In another embodiment, the process for retorting and extracting sub-surface hydrocarbons from an oil shale formation comprises drilling a well extending from a proximal end located at the surface to a distal end extending into the formation at an angle. Positioning a heater near the distal end of the well and within the formation. Extending tubing along the well and spalling the formation by heating the formation in excess of 82 degrees C. Voidage for continued spalling is created by removing oil and gas produced from heating the formation through the tubing.
The present invention relates to the in-situ heating and extraction of shale oil, and particularly to a Conduction, Convection, Reflux (CCR™) retorting process. It should be noted at the outset that while the embodiments described herein may relate to a particular formation, the CCR™ retorting process may be applicable to other formations. Furthermore, the embodiments are described in terms of relatively small scale test production and production and capacity ranges disclosed may be scaled up or down depending on the circumstances.

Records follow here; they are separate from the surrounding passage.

PR #9866, opened 2026-07-14
fix: resolve API Extractor ae-unresolved-link warnings

The-Alchemist:
## Summary
- Qualify cross-package TSDoc `@link` targets (e.g. `@medplum/react-hooks#useMedicationIFrame`) so API Extractor can resolve them from DoseSpot/ScriptSure wrappers
- Qualify interface member links in `UseMedicationCartReturn` (fixes cascade warnings in `@medplum/react`)
- Replace `@link` with backticks for private non-exported symbols (`MAX_AUTH_ATTEMPTS`, `RequestState`) in `MedplumClient`

### DIFF
--- a/packages/core/src/client.ts
+++ b/packages/core/src/client.ts
@@ -4011,8 +4011,8 @@ export class MedplumClient extends TypedEventTarget<MedplumClientEventMap> {
   /**
    * Handles an unauthenticated (HTTP 401) response from the server.
    *
-   * Bounded and terminal: at most {@link MAX_AUTH_ATTEMPTS} attempts per request (1 initial
-   * + 1 recovery, tracked via {@link RequestState.authAttempt}). The recovery re-mints via a
+   * Bounded and terminal: at most `MAX_AUTH_ATTEMPTS` attempts per request (1 initial
+   * + 1 recovery, tracked via `RequestState.authAttempt`). The recovery re-mints via a
    * forced {@link MedplumClient.refresh} (bypassing the {@link MedplumClient.isAuthenticated}
    * short-circuit on the rejected token), single-flight so concurrent 401s share one re-mint.
    * A second 401 is terminal: clear auth, `onUnauthenticated`, reject — never recurse.
--- a/packages/dosespot-react/src/useDoseSpotIFrame.ts
+++ b/packages/dosespot-react/src/useDoseSpotIFrame.ts
@@ -19,11 +19,12 @@ export interface DoseSpotIFrameOptions extends MedicationIFrameOptions {
   readonly onSelfEnrollSuccess?: (result: DoseSpotSelfEnrollmentResult) => void;
 }
 
+/* eslint-disable jsdoc/escape-inline-tags -- TSDoc cross-package {@link @package#symbol} references */
 /**
  * React hook that syncs a patient to DoseSpot and returns the iframe URL.
  *
  * Runs optional self-enrollment, then the patient-sync bot (when `patientId`
- * is set), then the iframe bot — aligned with {@link useMedicationIFrame}
+ * is set), then the iframe bot — aligned with {@link @medplum/react-hooks#useMedicationIFrame}
  * behavior plus DoseSpot-specific enrollment.
  *
  * @param options - Configuration and callback options.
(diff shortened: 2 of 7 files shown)


packages/core/src/client.ts
```diff
@@ -4011,8 +4011,8 @@ export class MedplumClient extends TypedEventTarget<MedplumClientEventMap> {
   /**
    * Handles an unauthenticated (HTTP 401) response from the server.
    *
-   * Bounded and terminal: at most {@link MAX_AUTH_ATTEMPTS} attempts per request (1 initial
-   * + 1 recovery, tracked via {@link RequestState.authAttempt}). The recovery re-mints via a
+   * Bounded and terminal: at most `MAX_AUTH_ATTEMPTS` attempts per request (1 initial
+   * + 1 recovery, tracked via `RequestState.authAttempt`). The recovery re-mints via a
```
mattwiller, line 4015: Why can't these ones use `@link`?

The-Alchemist: Turns out API Extractor only allows _exported_ symbols to use `@link`.  We can export `MAX_AUTH_ATTEMPTS` and/or `RequestState.authAttempt`, but they seem like internal implementations details.  wdyt?

The-Alchemist:
@cursoragent rebase and fix merge conflicts

The-Alchemist:
@cursoragent run 'npm run lint:fix' and fix these errors:


```
/home/runner/work/***/***/packages/dosespot-react/src/useDoseSpotIFrame.ts
Error:   26:1  error  Unexpected inline JSDoc tag. Did you mean to use {@***}, \@***, or ?  jsdoc/escape-inline-tags

/home/runner/work/***/***/packages/dosespot-react/src/useDoseSpotPharmacySearch.ts
Error:   13:1  error  Unexpected inline JSDoc tag. Did you mean to use {@***}, \@***, or ?  jsdoc/escape-inline-tags
```

The-Alchemist:
@claude review

The-Alchemist:
@cursoragent 

 The \@ escaped cross-package links — please verify these actually resolve

Files: useDoseSpotIFrame.ts, useDoseSpotPharmacySearch.ts, useScriptSureIFrame.ts, useScriptSureOrderSet.ts, useScriptSurePharmacySearch.ts

{@link \@medplum/react-hooks#useMedicationIFrame}
The backslash was added to satisfy the ESLint jsdoc/escape-inline-tags rule (from eslint-plugin-jsdoc). My concern: eslint-plugin-jsdoc speaks JSDoc, but API Extractor speaks TSDoc, and the two disagree about this syntax.

The TSDoc-correct form of a cross-package reference is {@link @medplum/react-hooks#useMedicationIFrame} — the leading @ is the scoped-package sigil and is expected by TSDoc's declaration-reference grammar.
A literal backslash (\@medplum/...) is not a valid first character for a TSDoc module source. TSDoc's declaration-reference parser doesn't do CommonMark-style backslash unescaping inside {@link} code destinations, so \@medplum/react-hooks is likely parsed as a malformed reference rather than the package @medplum/react-hooks.
Why green CI doesn't settle this: the build runs api-extractor run --local (see each package's package.json), and ae-unresolved-link is a warning, not an error. In --local mode API Extractor treats warnings as non-fatal (succeeded = errorCount === 0), and the base api-extractor.json doesn't promote it to an error. So the "Build ✅" and the earlier "no ae-unresolved-link warnings" claim are consistent with the link silently not resolving — the whole reason warnings like this were fixable-but-not-blocking in the first place.

Please confirm manually (I couldn't — no node_modules in this sandbox and network installs are blocked):

cd packages/dosespot-react && npm run build 2>&1 | grep -iE 'unresolved|tsdoc|\\bwarn'
Then inspect the generated dist/types.d.ts (or the docs output) to confirm the @link renders as a real link to useMedicationIFrame, not as literal text \@medplum/....

If it turns out the \@ doesn't resolve, the cleaner fix is to keep the TSDoc-correct reference and silence the JSDoc linter locally, e.g.:

/**
 * ...
 * Thin wrapper around the generic {@link @medplum/react-hooks#usePharmacySearch} hook,
 * ...
 */
// eslint-disable-next-line jsdoc/escape-inline-tags
or disable/scope jsdoc/escape-inline-tags for these packages in the shared config, since it's a JSDoc rule being applied to TSDoc content.

can you test and verify?

mattwiller (approved):

PR #9867, opened 2026-07-14
fix(core): use standards-compliant keys() in storage.ts

The-Alchemist:
In `ClientStorage.clear()`, enumerate prefixed `localStorage` keys with the Web Storage API `key(i)` / `length` loop instead of `Object.keys()`, which is not part of the Storage spec and is unreliable across implementations.

Found accidentally because it fails on Node v26.


codyebberson:
@claude please review

codyebberson (approved):

Issue #7448, opened 2025-09-23
Create a welcome email for newly registered projects


reshmakh:
Include server settings for email aliases and copy

PR #9871, opened 2026-07-14
Send welcome email to newly registered projects

maddyli:
Addresses https://github.com/medplum/medplum/issues/7448

Screenshot 2026-07-28 at 3 24 47 PM


packages/server/package.json
```diff
@@ -88,6 +88,7 @@
     "ipaddr.js": "2.4.0",
     "jose": "6.2.3",
     "jszip": "3.10.1",
+    "marked": "18.0.5",
```
maddyli: Added `marked` which is a docs dependency, but unsure if we really need. Alternative options could be to add a lightweight parsing function in welcomeemail.ts, or to just have plain HTML that we have to hand-edit. Open to any opinions here, with my goal of keeping the email lightweight but well-rendered and easy to update if needed

The-Alchemist: I would suggest removing the `marked` dependency and just doing plain ol' text like the rest of the system emails like `admin/invite.ts`, `auth/utils.ts`, or `fhir/operations/update-user-email.ts`.

packages/server/src/auth/welcomeemail.ts
```diff
@@ -0,0 +1,178 @@
...
+// ---------------------------------------------------------------------------
+// Rendering & delivery — you should rarely need to edit below this line.
+// ---------------------------------------------------------------------------
+
+/**
+ * Escapes the HTML-significant characters so free-form values can't inject markup.
+ * @param value - The raw string to escape.
+ * @returns The HTML-escaped string.
+ */
+function escapeHtml(value: string): string {
```
mattlong: Echoing @The-Alchemist , agree that just sticking to plain text is preferable since we don't have a repeatable email framework to ensure proper html escaping/sanitizing, etc.

mattlong (changes requested):

packages/server/src/auth/welcomeemail.ts
maddyli: Makes sense. That being said, will wait on a review of the copy/format first. My guess is that going forward, we will probably have less technical folks making changes to things like the welcome email and also want to format it more, so it could be worth the investment?

mattlong (approved):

In one example the CCR™ retorting process is implemented in Colorado's Piceance Basin. Specifically, the process is implemented in the illite-rich mining interval in the lower portion of the Green River Formation below the protected aquifers. In this embodiment, the mining interval is an approximately 500-ft thick section extending from the base of the nahcolitic oil shale (1850 feet approximate depth) to the base of the Green River Formation (2350 feet approximate depth). Retorts will be contained within the mining interval.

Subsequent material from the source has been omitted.